Ah, gotcha, thank you for laying this out! In which case yes, any vmalloc
that occurred while an isolated CPU was NOHZ-FULL can be an issue if said
CPU accesses it during early entry;

> Actually, I think this would mean that your optimization is disallowed
> at least on arm64 - I'm not sure about the exact wording, but arm64
> has a "break before make" rule that forbids conflicting writable
> address translations or something like that.
>

On the bright side of things, arm64 is not as bad as x86 when it comes to
IPI'ing isolated CPUs :-) I'll add that to my notes, thanks!

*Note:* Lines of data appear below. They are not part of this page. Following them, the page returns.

PR #2155, opened 2023-01-02
polish global config about sharing postgresql-run socket

FxKu:
Follow up to #962 which we have just merged.

- Call the feature `share_pgsocket_with_sidecars` everywhere. Golang name will be `SharePgSocketWithSidecars`.
- Move it to the right alphabetical place in CRD schema
- Cover it also in helm chart
- Extend documentation
- Provide unit test


jopadi:
👍

FxKu:
:+1:

PR #1854, opened 2022-04-15
Bump k8s api to v0.23.5 for operator v1.9.0

dmvolod:
@FxKu could you please to have a look at the update to the new k8s api which is actual right now
Thanks in advance

PR #2158, opened 2023-01-03
Update k8s API for kubectl-pg and regen generated code

dmvolod:
This PR updates k8s API version for the kubectl-pg CLI sub-project, adds `vendor` into the .gitignore and regen generated code with new 2023 year substitution :tada:


FxKu:
I was about to do the same :smiley: 

Can we switch to a higher K8s version than v0.23.5? Maybe v0.25.5?
Maybe we can also bump go version to 1.18.

dmvolod:
> I was about to do the same smiley

Oh, didn't know about this

> 
> Can we switch to a higher K8s version than v0.23.5 (maybe rebase because we merged #1854)? Maybe v0.25.5? Maybe we can also bump go version to 1.18.

Are you talking about whole project update to the k8s API version for whole project or just for the kebectl-pg?
In this case, golang version for the k8s API and client-go should be in sync with parent projects, i.e.
https://github.com/kubernetes/client-go/blob/v0.24.9/go.mod
https://github.com/kubernetes/kubernetes/blob/v1.24.9/go.mod

From support point of view, k8s community guaranties interoperability between client (operator) and k8s servers in the ±1 version.  In this case, k8s API v0.24.9 will support k8s from v1.23.x to v1.25.x.

FxKu:
then let's stick to 0.23.5 because we are only jumping on K8s 1.22

FxKu:
:+1:

jopadi:
👍

PR #2159, opened 2023-01-04
spec.env can override clone and standby variables

FxKu:
Follow up to #1976 but only changes the order for spec.Env overriding variables that would be set when clone or standby section exist. The later still takes precedence over values from global pod_environment_secret/configmap.


idanovinda:
👍

FxKu:
:+1:

PR #2165, opened 2023-01-09
Ineffectual assignment of the envVars for connection pooler

dmvolod:
Ineffectual assignment of the envVars for connection pooler if `spec.TLS` is specified.
@FxKu please have a look at this bug and try to fit it into the 1.9 if possible
Test case can be added, but this case should be covered by the linter

### DIFF
--- a/hack/update-codegen.sh
+++ b/hack/update-codegen.sh
@@ -18,7 +18,8 @@ trap "cleanup" EXIT SIGINT
 bash "${CODEGEN_PKG}/generate-groups.sh" all \
   "${OPERATOR_PACKAGE_ROOT}/pkg/generated" "${OPERATOR_PACKAGE_ROOT}/pkg/apis" \
   "acid.zalan.do:v1 zalando.org:v1" \
-  --go-header-file "${SCRIPT_ROOT}"/hack/custom-boilerplate.go.txt
+  --go-header-file "${SCRIPT_ROOT}"/hack/custom-boilerplate.go.txt \
+  -o ./
 
 cp -r "${OPERATOR_PACKAGE_ROOT}"/pkg/* "${TARGET_CODE_DIR}"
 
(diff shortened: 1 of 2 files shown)


hack/update-codegen.sh
```diff
@@ -18,7 +18,8 @@ trap "cleanup" EXIT SIGINT
 bash "${CODEGEN_PKG}/generate-groups.sh" all \
   "${OPERATOR_PACKAGE_ROOT}/pkg/generated" "${OPERATOR_PACKAGE_ROOT}/pkg/apis" \
   "acid.zalan.do:v1 zalando.org:v1" \
-  --go-header-file "${SCRIPT_ROOT}"/hack/custom-boilerplate.go.txt
+  --go-header-file "${SCRIPT_ROOT}"/hack/custom-boilerplate.go.txt \
+  -o ./
```
FxKu, line 22: unrelated change. What is it for?

FxKu:
Thanks for raising @dmvolod. We wanted to add a unit test todays and would have stumbled over it, I guess :smiley: 
@jeremie-seguin fyi

hack/update-codegen.sh
dmvolod: This is fix when GOPATH installed explicitly (for example in GoLand IDE and multiple golang version installed) code generation  will be targeted to the GOPATH\src instead of the root project path.

dmvolod:
> We wanted to add a unit test today and would have stumbled over it

Seems to `TestConnectionPoolerPodSpec` need to be refactoring a bit and not ready for easy env vars validation. Probably it can be postponed to next release, as current situation can be handled by the linting step in the future, but complex test solution for env vars need much more time.
@FxKu wdyt about it?

FxKu:
:+1:

jopadi:
👍

FxKu:
Thanks @dmvolod. Yeah we also noticed that pooler unit test need more work than what @jopadi and me expected.

PR #83, opened 2023-02-22
update to Scala 2.13.10

jrudolph:
Recent Scala 2.13 versions deprecated the -target option which then fails the docs module compilation which has warnings as errors.

(Extracted from #81 because it was more complicated than expected)

### DIFF
--- a/docs/src/test/scala/docs/http/scaladsl/server/directives/JsonStreamingExamplesSpec.scala
+++ b/docs/src/test/scala/docs/http/scaladsl/server/directives/JsonStreamingExamplesSpec.scala
@@ -125,7 +125,7 @@ class JsonStreamingExamplesSpec extends RoutingSpec with CompileOnlySpec {
       Marshalling.WithFixedContentType(ContentTypes.`text/csv(UTF-8)`,
         () => {
           val txt = t.txt.replaceAll(",", ".")
-          val uid = t.uid
+          val uid = t.uid.toString
           ByteString(List(uid, txt).mkString(","))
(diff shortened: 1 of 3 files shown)


docs/src/test/scala/docs/http/scaladsl/server/directives/JsonStreamingExamplesSpec.scala
```diff
@@ -125,7 +125,7 @@ class JsonStreamingExamplesSpec extends RoutingSpec with CompileOnlySpec {
       Marshalling.WithFixedContentType(ContentTypes.`text/csv(UTF-8)`,
         () => {
           val txt = t.txt.replaceAll(",", ".")
-          val uid = t.uid
+          val uid = t.uid.toString
```
jrudolph, line 128: This led to a new fatal warning in 2.13.10.

mdedetrich (approved):
lgtm, I am just a bit torn and whether this should target `1.0.0` (i.e. `main`) or `1.1.0`. Original idea was that `1.1.x` was no behaviour changes but I guess with the parboiled2 chjages this concept is kind of thrown out the window

jrudolph:
We don't really expect behavior changes here, it should be less intrusive than all the package renamings associated changes.

mdedetrich:
> We don't really expect behavior changes here, it should be less intrusive than all the package renamings associated changes.

👍 Feel free to merge, also since we are also dealing a http server I think this is less of a concern compared to pekko core

PR #87, opened 2023-02-26
Update naming for status codes 413 and 422

Philippus:
I think the naming changed in RFC 9110, see https://www.rfc-editor.org/rfc/rfc9110.html#name-413-content-too-large and https://www.rfc-editor.org/rfc/rfc9110.html#name-422-unprocessable-content.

> (I said "until you run out of virtual memory in the vmap region", but
> that's not actually true - see the comment above lazy_max_pages() for
> an explanation of the actual heuristic. You might be able to tune that
> a bit if you'd be significantly happier with less frequent
> interruptions, or something along those lines.)
Valentin Schneider Jan. 17, 2025, 5 p.m. UTC | #6
On 17/01/25 17:11, Uladzislau Rezki wrote:
> On Fri, Jan 17, 2025 at 04:25:45PM +0100, Valentin Schneider wrote:
>> On 14/01/25 19:16, Jann Horn wrote:
>> > On Tue, Jan 14, 2025 at 6:51 PM Valentin Schneider <vschneid@redhat.com> wrote:
>> >> vunmap()'s issued from housekeeping CPUs are a relatively common source of
>> >> interference for isolated NOHZ_FULL CPUs, as they are hit by the
>> >> flush_tlb_kernel_range() IPIs.
>> >>
>> >> Given that CPUs executing in userspace do not access data in the vmalloc
>> >> range, these IPIs could be deferred until their next kernel entry.
>> >>
>> >> Deferral vs early entry danger zone
>> >> ===================================
>> >>
>> >> This requires a guarantee that nothing in the vmalloc range can be vunmap'd
>> >> and then accessed in early entry code.
>> >
>> > In other words, it needs a guarantee that no vmalloc allocations that
>> > have been created in the vmalloc region while the CPU was idle can
>> > then be accessed during early entry, right?
>>
>> I'm not sure if that would be a problem (not an mm expert, please do
>> correct me) - looking at vmap_pages_range(), flush_cache_vmap() isn't
>> deferred anyway.
>>
>> So after vmapping something, I wouldn't expect isolated CPUs to have
>> invalid TLB entries for the newly vmapped page.
>>
>> However, upon vunmap'ing something, the TLB flush is deferred, and thus
>> stale TLB entries can and will remain on isolated CPUs, up until they
>> execute the deferred flush themselves (IOW for the entire duration of the
>> "danger zone").
>>
>> Does that make sense?
>>
> Probably i am missing something and need to have a look at your patches,
> but how do you guarantee that no-one map same are that you defer for TLB
> flushing?
>

That's the cool part: I don't :')

For deferring instruction patching IPIs, I (well Josh really) managed to
get instrumentation to back me up and catch any problematic area.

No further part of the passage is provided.